Stored entries:
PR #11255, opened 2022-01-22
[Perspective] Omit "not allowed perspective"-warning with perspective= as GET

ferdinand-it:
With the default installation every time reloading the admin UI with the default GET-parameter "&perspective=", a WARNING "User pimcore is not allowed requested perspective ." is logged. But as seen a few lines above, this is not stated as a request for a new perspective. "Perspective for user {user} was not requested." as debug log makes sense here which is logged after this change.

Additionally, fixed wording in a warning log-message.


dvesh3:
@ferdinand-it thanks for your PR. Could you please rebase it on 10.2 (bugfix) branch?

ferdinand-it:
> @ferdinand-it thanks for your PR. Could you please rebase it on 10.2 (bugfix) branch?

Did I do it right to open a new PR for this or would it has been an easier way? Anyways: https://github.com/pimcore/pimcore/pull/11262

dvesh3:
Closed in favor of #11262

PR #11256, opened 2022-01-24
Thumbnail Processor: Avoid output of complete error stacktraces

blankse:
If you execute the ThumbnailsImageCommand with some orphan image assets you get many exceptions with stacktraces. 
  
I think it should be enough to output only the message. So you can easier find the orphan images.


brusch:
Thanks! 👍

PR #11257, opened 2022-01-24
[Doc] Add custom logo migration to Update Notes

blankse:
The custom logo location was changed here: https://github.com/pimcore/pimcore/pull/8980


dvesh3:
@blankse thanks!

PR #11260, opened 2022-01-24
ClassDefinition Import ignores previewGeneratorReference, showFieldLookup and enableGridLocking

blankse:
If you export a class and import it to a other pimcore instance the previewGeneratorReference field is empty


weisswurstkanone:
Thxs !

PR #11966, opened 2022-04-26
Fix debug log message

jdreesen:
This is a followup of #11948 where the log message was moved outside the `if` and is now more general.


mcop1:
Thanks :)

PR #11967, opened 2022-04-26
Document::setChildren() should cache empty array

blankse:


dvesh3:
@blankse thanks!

* * *

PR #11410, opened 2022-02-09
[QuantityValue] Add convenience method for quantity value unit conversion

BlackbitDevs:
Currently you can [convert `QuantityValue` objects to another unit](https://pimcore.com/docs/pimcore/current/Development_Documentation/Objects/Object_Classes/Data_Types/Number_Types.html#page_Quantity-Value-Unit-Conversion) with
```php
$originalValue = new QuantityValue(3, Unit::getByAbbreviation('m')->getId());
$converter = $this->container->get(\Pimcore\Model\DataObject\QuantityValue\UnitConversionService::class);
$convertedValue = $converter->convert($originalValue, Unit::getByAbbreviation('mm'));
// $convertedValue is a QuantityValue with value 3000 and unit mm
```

--

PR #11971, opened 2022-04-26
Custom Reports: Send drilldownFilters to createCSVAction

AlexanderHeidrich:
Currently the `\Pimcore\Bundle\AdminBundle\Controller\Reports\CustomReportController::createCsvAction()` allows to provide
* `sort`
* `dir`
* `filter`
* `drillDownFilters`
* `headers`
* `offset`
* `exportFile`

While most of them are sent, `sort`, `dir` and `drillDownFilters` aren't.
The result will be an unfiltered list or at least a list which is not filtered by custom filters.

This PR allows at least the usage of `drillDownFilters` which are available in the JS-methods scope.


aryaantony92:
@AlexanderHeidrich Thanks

**Brief**
Look through the entries above, and wherever a line holds the word "allows", copy it.

**Answer below**
Currently the `\Pimcore\Bundle\AdminBundle\Controller\Reports\CustomReportController::createCsvAction()` allows to provide
This PR allows at least the usage of `drillDownFilters` which are available in the JS-methods scope.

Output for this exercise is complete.